PR #946, opened 2015-10-28
Add a conditional output path argument: "{Build}"

wise0704:
The argument "{Build}" should resolve to the current build configuration to enable better support for conditional output path.

### DIFF
--- a/External/Plugins/ProjectManager/Projects/Project.cs
+++ b/External/Plugins/ProjectManager/Projects/Project.cs
@@ -348,9 +348,9 @@ namespace ProjectManager.Projects
         public string FixDebugReleasePath(string path)
         {
             if (!TraceEnabled)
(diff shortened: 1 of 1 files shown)


elsassph:
This doesn't follow the regular arguments processing convention: at the very least it should be replacing `$(BuildConfig)` and not `{Build}`.

wise0704:
I thought of using $(BuildConfig), but I came across two problems:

## Task brief
Write out, word for word, the lines from the one containing "public string FixDebugReleasePath(string" through the end of the records, with no other lines.

## Answer to this task
         public string FixDebugReleasePath(string path)
         {
             if (!TraceEnabled)
(diff shortened: 1 of 1 files shown)


elsassph:
This doesn't follow the regular arguments processing convention: at the very least it should be replacing `$(BuildConfig)` and not `{Build}`.

wise0704:
I thought of using $(BuildConfig), but I came across two problems:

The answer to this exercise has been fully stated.